= The Simpsons future predictions =

Alleged predictions made by the animated television series

Since debuting in 1989, The Simpsons has aired over 800 episodes. Numerous episodes have received news coverage for jokes or storylines that mirrored real-world events years later. Writers and commentators attribute these occurrences to coincidence, noting that a long-running satirical show covering current events will naturally hit on future events.

Writer Stephanie Gillis noted that because the writing staff discusses world news during pitch sessions, occasional overlaps with future headlines are bound to happen.

== Notable examples ==

=== Sports ===
In "Lisa the Greek" (1992), broadcast days before Super Bowl XXVI, the episode picked the Washington Redskins to defeat the Buffalo Bills; Washington won the game 37–24. When reruns aired in subsequent years, staff redubbed the dialogue to name the new Super Bowl contenders, successfully picking the Dallas Cowboys the following year.

The 2010 episode "Boy Meets Curl" depicted the United States men's curling team winning an Olympic gold medal, eight years before the team won its first gold at the 2018 Winter Olympics.

In "You Don't Have to Live Like a Referee" (2014), a storyline about corruption within FIFA aired one year prior to the 2015 FIFA corruption case.

Before the 2016 NCAA Championship Game, a chalkboard gag in "The Burns Cage" read "If Villanova doesn't win, we lose everything." The Villanova Wildcats won the national championship the following day.

=== Politics and government ===
The 2000 episode "Bart to the Future" featured Lisa Simpson as president referencing a budget crisis inherited from "President Trump". Following Donald Trump's victory in the 2016 presidential election, the show acknowledged the line in a chalkboard gag during "Havana Wild Weekend": "Being right sucks."

Media outlets have also noted parallels in "Lisa vs. Malibu Stacy" (1994), which included a news joke about a U.S. president being arrested, and "The Day the Violence Died" (1996), which featured a constitutional amendment cartoon later compared to the January 6 United States Capitol attack. In "Midnight Rx" (2005), characters traveled to Canada for cheap prescription drugs and noted recreational marijuana was legal there, preceding Canadian cannabis legalization in 2018.

=== Entertainment ===
In "When You Dish Upon a Star" (1998), a background sign at 20th Century Fox read "A Division of Walt Disney Co.", 19 years before Disney announced its purchase of 21st Century Fox.
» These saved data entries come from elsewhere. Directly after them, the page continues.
PR #7, opened 2021-12-02
Households have heating system breakdowns, and restricted system choices at breakdown

stephanie-chan-cnz:
- Initialise households with `heating_system_install_date`, to replace household `heating_system_age`. This avoids us needing to update heating system age at each timestep.
- Add household method to evaluate if heating is functioning, based on age of heating system and Weibull hazard function parameters
- Modify `household.get_heating_system_options` so heat pumps are not options during a breakdown (due to high industry lead times), unless a household already has a heat pump installed. In that event, the specific type of heat pump already installed (air/ground source) remains an option.

### DIFF
--- a/simulation/agents.py
+++ b/simulation/agents.py
@@ -115,7 +115,7 @@ class Household(Agent):
         return random.random() < p
 
     @staticmethod
-    def weibull_hazard_rate(alpha: float, beta: float, age_years: float):
+    def weibull_hazard_rate(alpha: float, beta: float, age_years: float) -> float:
         # Source: # https://en.wikipedia.org/wiki/Weibull_distribution
 
         """
--- a/simulation/agents.py
+++ b/simulation/agents.py
@@ -54,7 +54,7 @@ class Household(Agent):
         property_type: PropertyType,
         built_form: BuiltForm,
         heating_system: HeatingSystem,
-        heating_system_install_date: datetime.datetime,
+        heating_system_install_date: datetime.date,
         epc: Epc,
         potential_epc: Epc,
         occupant_type: OccupantType,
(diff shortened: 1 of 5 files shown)


simulation/agents.py
```diff
@@ -50,6 +54,7 @@ def __init__(
         property_type: PropertyType,
         built_form: BuiltForm,
         heating_system: HeatingSystem,
+        heating_system_install_date: datetime.datetime,
```
tomwphillips, line 57: Why is `household.heating_system_install_date` a `datetime` and not a `date`?

simulation/tests/test_agents.py
```diff
@@ -241,42 +246,106 @@ def test_households_not_suitable_archetype_are_not_heat_pump_suitable(
...
+        event_trigger,
     ) -> None:
 
         unaware_household = household_factory(is_heat_pump_aware=False)
         model = model_factory()
         assert not HEAT_PUMPS.intersection(
-            unaware_household.get_heating_system_options(model)
+            unaware_household.get_heating_system_options(
+                model, event_trigger=event_trigger
+            )
```
tomwphillips, line 274: I can see it's not something you added in this PR, so don't feel obliged to change it, but I had to think about what's going on here with `assert not` and a set. I think something more explicit like the following is clearer.

```
heating_system_options = unaware_household.get_heating_system_options(model, event_trigger)
assert heating_system_options.intersection(HEAT_PUMPS) == {}
```

simulation/tests/test_agents.py
```diff
@@ -241,42 +246,106 @@ def test_households_not_suitable_archetype_are_not_heat_pump_suitable(
...
-        self,
+        self, event_trigger
     ) -> None:
 
         off_gas_grid_household = household_factory(off_gas_grid=True)
         model = model_factory()
         assert not {HeatingSystem.BOILER_GAS}.intersection(
-            off_gas_grid_household.get_heating_system_options(model)
+            off_gas_grid_household.get_heating_system_options(
+                model, event_trigger=event_trigger
```
tomwphillips, line 286: Again, not obligatory, but no reason for the keyword argument with `event_trigger` in these tests.

tomwphillips (commented):
Just a question about the `datetime` and a couple of other optional things.

simulation/agents.py
stephanie-chan-cnz: True, I'll change it to a date, no need to have a lifetime in microseconds!

tomwphillips (approved):

PR #8, opened 2021-12-02
Households have discount rates linked to wealth percentile

stephanie-chan-cnz:
- Add Weibull parameters approximately corresponding to a distribution of discount rates for households selecting heating system related purchases (Individual Time Preferences and Energy Efficiency - NBER Working Paper No. 20969)
- Add household method to fetch a discount rate value from this distribution, based on wealth percentile. There is an inverse relationship between discount rate and wealth.

### DIFF
--- a/simulation/agents.py
+++ b/simulation/agents.py
@@ -11,6 +11,8 @@ if TYPE_CHECKING:
     from simulation.model import CnzAgentBasedModel
 
 from simulation.constants import (
+    DISCOUNT_RATE_WEIBULL_ALPHA,
+    DISCOUNT_RATE_WEIBULL_BETA,
     GB_PROPERTY_VALUE_WEIBULL_ALPHA,
     GB_PROPERTY_VALUE_WEIBULL_BETA,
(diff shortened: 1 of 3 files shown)


simulation/agents.py
```diff
@@ -118,6 +120,19 @@ def wealth_percentile(self) -> float:
             self.property_value,
         )
 
+    @property
+    def discount_rate(self) -> float:
+
+        return max(
+            1
+            - self.get_weibull_value_from_percentile(
```
RyanJenkinson, line 128: Why do we have `1 -` here and not just the distribution of discount rates as a weibull?

stephanie-chan-cnz: E.g. the 90th wealth percentile corresponds to the 10th percentile of discount rates, because of the studied effect of discount rates being inversely related to income or wealth. The theory is that lower income households do not/cannot value future cashflows as highly as near-term ones, due to more pressing immediate financial needs -- therefore apply higher 'discount' rates to these cashflows.

RyanJenkinson (approved):

PR #9, opened 2021-12-03
Households have heat pump capacity requirements based on floor area

stephanie-chan-cnz:
- Air source and ground source heat pumps are associated with different floor area scaling factors, minimum capacities and maximum capacities.
- Households fetch required capacity for a given type of heat pump on a simple defined relationship: `scale factor * floor area`. This output is capped by the min/max allowed capacity of the given heat pump type.


RyanJenkinson (dismissed):
LGTM!

RyanJenkinson (approved):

"The Ziff Who Came to Dinner" (2004) featured a movie marquee poster for Matrix 4, 17 years before The Matrix Resurrections was released in 2021.

=== Technology ===
The 2016 episode "Friends and Family" depicted characters using virtual reality headsets in everyday public settings, drawing media comparisons to the launch of the Apple Vision Pro in 2024.
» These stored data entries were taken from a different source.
PR #10, opened 2021-12-06
Households fetch costs of heating systems (unit, install, and fuel costs)

stephanie-chan-cnz:
- Costs of unit, install and fuel prices are added as constants
- Households fetch unit and install costs (based on required capacity for heat pumps, or coarse property band sizes for boilers). Install costs depend on whether it's a like-for-like replacement, or a switch (which have implied additional costs, like decommissioning redundant system parts).
- Households have an estimated annual kwh heat demand, based on their floor area. Note that we ignore any impact of EPC for the time being. This aligns to some empirical studies which suggest households often increase energy usage after improving efficiency, to further increase comfort levels at the same cost.
- Households evaluate future fuel bills based on some number of "look ahead" years (defined at the model level). For example, while a heating system may last for 20 years, a household may evaluate changes to their costs over a shorter horizon (default: 3 years). Their valuation is also impacted by their own discount rate. Less wealthy households = higher discount rates = future cashflows have a lower present day value.

### DIFF
--- a/simulation/agents.py
+++ b/simulation/agents.py
@@ -32,6 +32,7 @@ from simulation.constants import (
     HeatingSystem,
     InsulationSegment,
     OccupantType,
+    PropertySize,
     PropertyType,
 )
 from simulation.costs import (
@@ -39,6 +40,7 @@ from simulation.costs import (
     DOUBLE_GLAZING_UPVC_COST,
     INTERNAL_WALL_INSULATION_COST,
     LOFT_INSULATION_JOISTS_COST,
+    get_unit_and_install_costs,
 )
 
 HEAT_PUMPS = {HeatingSystem.HEAT_PUMP_AIR_SOURCE, HeatingSystem.HEAT_PUMP_GROUND_SOURCE}
@@ -222,6 +224,20 @@ class Household(Agent):
             else True
         )
 
+    @property
+    def property_size(self) -> PropertySize:
+
+        # Source: England/Wales EPC
+        FLOOR_AREA_SQM_33RD_PERCENTILE = 66
+        FLOOR_AREA_SQM_66TH_PERCENTILE = 89
+
+        if self.floor_area_sqm < FLOOR_AREA_SQM_33RD_PERCENTILE:
+            return PropertySize.SMALL
+        elif self.floor_area_sqm > FLOOR_AREA_SQM_66TH_PERCENTILE:
+            return PropertySize.LARGE
+        else:
+            return PropertySize.MEDIUM
+
     def heating_system_age_years(self, current_date: datetime.date) -> float:
         return (current_date - self.heating_system_install_date).days / 365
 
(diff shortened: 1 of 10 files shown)


simulation/agents.py
```diff
@@ -351,20 +377,29 @@ def update_heating_status(self, model: "CnzAgentBasedModel") -> None:
...
-    def compute_heat_pump_capacity_kw(self, heat_pump_type: HeatingSystem) -> float:
+    def compute_heat_pump_capacity_kw(self, heat_pump_type: HeatingSystem) -> int:
 
         capacity_kw = (
             HEAT_PUMP_CAPACITY_SCALE_FACTOR[heat_pump_type] * self.floor_area_sqm
         )
-        return min(
-            max(capacity_kw, MIN_HEAT_PUMP_CAPACITY_KW[heat_pump_type]),
-            MAX_HEAT_PUMP_CAPACITY_KW[heat_pump_type],
+        return math.ceil(
```
stephanie-chan-cnz, line 385: Also modified in this PR so that household is assigned the higher capacity where in-between bands, and to return an `int` that can be used in a lookup dictionary of heat pump costs (`MEDIAN_COST_GBP_HEAT_PUMP_AIR_SOURCE`, `MEDIAN_COST_GBP_HEAT_PUMP_GROUND_SOURCE`)

simulation/constants.py
```diff
@@ -128,3 +128,25 @@ class EventTrigger(enum.Enum):
...
+    MEDIUM = 1
+    LARGE = 2
+
+
+# Source: https://www.ovoenergy.com/guides/energy-guides/how-much-heating-energy-do-you-use
+# Assume figure of 133kWh/m2a a reflects an average heating system Coefficient of Performance of 0.92 (gas boiler)
+# 133 * 0.92 = 122kWh/m2a
+HEATING_KWH_PER_SQM_ANNUAL = 122
+
+COEFFICIENT_OF_PERFORMANCE: Dict[HeatingSystem, float] = {
```
RyanJenkinson, line 144: I think this perhaps "overloads" the term "Coefficient of Performance" to include the "efficiency" of the boilers as a "coefficient of performance". I really struggled to come up with a name for this term last time, I'm happy to define it as this, or instead to something like `FUEL_KWH_TO_HEAT_KWH`

simulation/costs.py
```diff
@@ -51,3 +64,141 @@
...
+}
+
+HEATING_FUEL_PRICE_GBP_PER_KWH: Dict[HeatingFuel, float] = {
+    HeatingFuel.GAS: 0.038,
+    HeatingFuel.ELECTRICITY: 0.144,
+    HeatingFuel.OIL: 0.032,
+}
+
+
+def get_unit_and_install_costs(household, heating_system):
```
RyanJenkinson, line 151:
```suggestion
def get_unit_and_install_costs(household: "Household", heating_system: HeatingSystem) -> int:
```

RyanJenkinson (changes requested):
Looks good to me! Just some minor changes / questions.

simulation/agents.py
```diff
@@ -222,6 +227,27 @@ def is_heat_pump_suitable(self) -> bool:
             else True
         )
 
+    @property
+    def property_size(self) -> PropertySize:
+
+        # Source: England/Wales EPC
+        FLOOR_AREA_SQM_33RD_PERCENTILE = 66
+        FLOOR_AREA_SQM_66TH_PERCENTILE = 89
```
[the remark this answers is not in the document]
stephanie-chan-cnz: These values include flats - so property size plays a role in sizing boilers in any type of property. I think this fact should be reflected in all flats all having `is_heat_pump_suitable_archetype = False`?

simulation/tests/test_costs.py
```diff
@@ -0,0 +1,130 @@
...
+        "walls_energy_efficiency": 3,
+        "windows_energy_efficiency": 3,
+        "roof_energy_efficiency": 3,
+        "is_heat_pump_suitable_archetype": True,
+        "is_heat_pump_aware": True,
+    }
+    return Household(**{**default_values, **agent_attributes})
+
+
+def model_factory(**model_attributes):
```
RyanJenkinson, line 48: These can be replaced by the `from tests.common import household_factory, model_factory`

RyanJenkinson (approved):

PR #12, opened 2021-12-07
Households can install a heating system

stephanie-chan-cnz:
- Add household method to install a new heating system, and add it to the `household.step()`

### DIFF
--- a/simulation/tests/test_agents.py
+++ b/simulation/tests/test_agents.py
@@ -473,3 +473,22 @@ class TestHousehold:
             household.choose_heating_system(costs, heating_system_hassle_factor=1)
             == HeatingSystem.BOILER_GAS
         )
+
+    @pytest.mark.parametrize("heating_system", list(HeatingSystem))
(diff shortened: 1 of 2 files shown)


simulation/tests/test_agents.py
```diff
@@ -473,3 +473,22 @@ def test_heat_pumps_never_selected_if_hassle_factor_is_one_and_not_currently_ins
...
         )
+
+    @pytest.mark.parametrize("heating_system", list(HeatingSystem))
+    def test_households_install_working_heating_systems_at_model_current_datetime(
+        self,
+        heating_system,
+    ) -> None:
+
+        household = household_factory(
+            heating_system=random.choices(list(HeatingSystem))
```
RyanJenkinson, line 484: Would `random.choices(list(...))` not return a list? Do we not need a `[0]` at the end to ensure it takes a singleton item? I think we kind of get away with it here since we arent checking the initial heating system value at any point in the method or the test.

RyanJenkinson (approved):

PR #17, opened 2021-12-10
Minor refactoring - renaming to align with ABM naming conventions

stephanie-chan-cnz:
- `AgentBasedModel.steps` -->  `AgentBasedModel.time_steps`
- `AgentBasedModel.UnorderedSpace` -> `AgentBasedModel.GeographicalRegion`
- `CnzAgentBasedModel` --> `DomesticHeatingABM`
- `AgentBasedModel.step()` and `DomesticHeatingABM.step()` --> `.increment_timestep()`
- `Agent.step()` and `Household.step()` --> `.make_decisions()`
- (collectors) `is_first_step()` --> `is_first_timestep()`
- `household.property_value` --> `household.property_value_gbp`

### DIFF
--- a/abm.py
+++ b/abm.py
@@ -56,7 +56,7 @@ class AgentBasedModel:
         for agent in agents:
             self.add_agent(agent)
 
-    def step(self) -> None:
+    def increment_timestep(self) -> None:
         raise NotImplementedError
 
     def run(
@@ -73,7 +73,7 @@ class AgentBasedModel:
 
         for _ in trange(time_steps, desc="Running simulation"):
             try:
-                self.step()
+                self.increment_timestep()
             except NotImplementedError:
                 pass
 
--- a/abm.py
+++ b/abm.py
@@ -80,7 +80,7 @@ class AgentBasedModel:
             agent_data = []
 
             for agent in self.space:
-                agent.step(self)
+                agent.make_decisions(self)
                 agent_datum = {
                     agent_callable.__name__: agent_callable(agent)
                     for agent_callable in agent_callables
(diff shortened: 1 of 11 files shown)


abm.py
```diff
@@ -22,7 +22,7 @@
 History = Iterator[Tuple[List[Dict[str, Any]], Dict[str, Any]]]
 
 
-class UnorderedSpace:
+class GeographicalRegion:
```
tomwphillips, line 25: I don't think this name makes sense, because the agents are all in one giant bag - there's nothing to do with regions.

RyanJenkinson: I am happy with all the other changes but still not sure what to do about this one.
I get that for us it is a `GeographicalRegion`, but it is more general than that. I think it could be named to `DiscreteSpace`, since each item in that space is discrete. I think everything in the `abm.py` should be named quite generally. 

I'm happy to set `GeographicalRegion = DiscreteSpace` in our `simulation/...` though and use it there in the `DomesticHeatingABM` - WDYT?

stephanie-chan-cnz: thanks both - I'll rename it back to `UnorderedSpace` for now.

RyanJenkinson: Sure, for convenience you could set `GeographicalRegions = UnorderedSpace` in `simulation/model.py` just above the `DomesticHeatingABM` and then change [this line](https://github.com/centrefornetzero/domestic-heating-abm/blob/76a372c9828b3a1ba43b4a5a4f1dca7c3d080268/simulation/model.py#L38) to:
```
super().__init__(space=GeographicalRegions)
```
if that helps it make more sense...
But will leave that up to you.

RyanJenkinson (approved):

PR #18, opened 2021-12-10
Relocate various constants used across agents.py to constants.py

stephanie-chan-cnz:


RyanJenkinson (approved):

simulation/constants.py
```diff
@@ -159,3 +159,32 @@ class PropertySize(enum.Enum):
...
+RENO_NUM_INSULATION_ELEMENTS_UPGRADED = {1: 0.76, 2: 0.17, 3: 0.07}
+
+# An amount a house may set aside for work related to home heating and energy efficiency
+# Expressed as a proportion of their total renovation budget (10%)
+HEATING_PROPORTION_OF_RENO_BUDGET = 0.1
+
+# Upper bound on floor area sqm for to be classed as 'Small', by property type / built form
+# As per the segmentation used in Source: BEIS - WHAT DOES IT COST TO RETROFIT HOMES?
+RETROFIT_COSTS_SMALL_PROPERTY_SQM_LIMIT = {
+    "FLAT": 54,
```
RyanJenkinson, line 181: Instead of keys with strings, you could use `InsulationSegment` so it has type `Dict[InsulationSegment, int]`

PR #36, opened 2026-01-13
Use ambient-id

jku:
For comparison with #35: 
* This PR also adds support for ambient-id
* Tested with interop.yml on my fork and with a custom pipeline on GitLab 
* removes ambient.rs completely: sigstore-rust now takes no opinions on the supported CI systems etc
* oidc API changes slightly to allow both None and Err from ambient id detection

Feel free to close if you like 35 more


jku:
> untested

I'm planning to get to this... it's just other work keeps preventing playtime with CIs

PR #69, opened 2026-02-16
refactor: API for fetching / using the trust root

wolfv:
With this refactor we strongly prefer to use TUF for the sigstore trust root instead of the embedded one as we did before.


crates/sigstore-trust-root/src/tuf.rs
```diff
@@ -216,27 +374,55 @@ impl TufClient {
...
+                    match self.check_cache_expiration(&cache_dir).await {
+                        Ok(()) => return Ok(bytes),
+                        Err(e) => {
+                            tracing::warn!(
+                                "Cached TUF metadata has expired ({}), falling back to embedded data",
+                                e
+                            );
+                            // Fall through to embedded data
+                        }
+                    }
```
jku: I'm not sure about this code. Why would the embedded content suddenly be better if timestamp has expired?

I think there is an argument to be made that TUF cached content (when not verified by TUF) may not be as "trusted" as the embedded data  -- but that has nothing to do with timestamp expiry

jku (approved):
I've not tried this yet myself but the code looks fine to me, thanks for doing all the work.

* The main feature of supporting any TUF url looks good, will be useful immediately in root-signing
* I think it would be good if the default and most obvious offline mechanism was _"use TUF material but offline"_ (instead of, _"use embedded material"_) -- I'm not quite sure if this is the case now (and I know the TUF libraries might not make this as useful as it should be) so I don't think this PR needs to handle all of it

== Explanations and skepticism ==
Showrunner Al Jean noted that supposed predictions are usually educated guesses or coincidences, saying "if you throw enough darts, you're going to get some bullseyes." Former showrunner Bill Oakley similarly attributed them to the show's age and repetition in history.
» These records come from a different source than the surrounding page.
PR #80, opened 2026-04-15
Allow timestamp-backed bundles without tlog entries

jdx:
## Summary

Allow bundles without transparency-log entries to pass bundle validation when the caller explicitly disables inclusion-proof verification and the bundle carries RFC3161 timestamp verification data.

This supports v0.3 bundles returned by GitHub's artifact attestation API, which can include `timestampVerificationData.rfc3161Timestamps` while omitting Rekor transparency-log entries.

The default behavior remains strict: `validate_bundle` still requires tlog entries because `ValidationOptions::default()` keeps `require_inclusion_proof: true`.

Fact-checking website Snopes has debunked multiple claims, pointing out that several alleged technological predictions were actually references to existing contemporary technology or older science fiction tropes. For instance, the autocorrect gag in "Lisa on Ice" parodied the Apple Newton's handwriting recognition problems, while wrist communicators had appeared in science fiction decades earlier.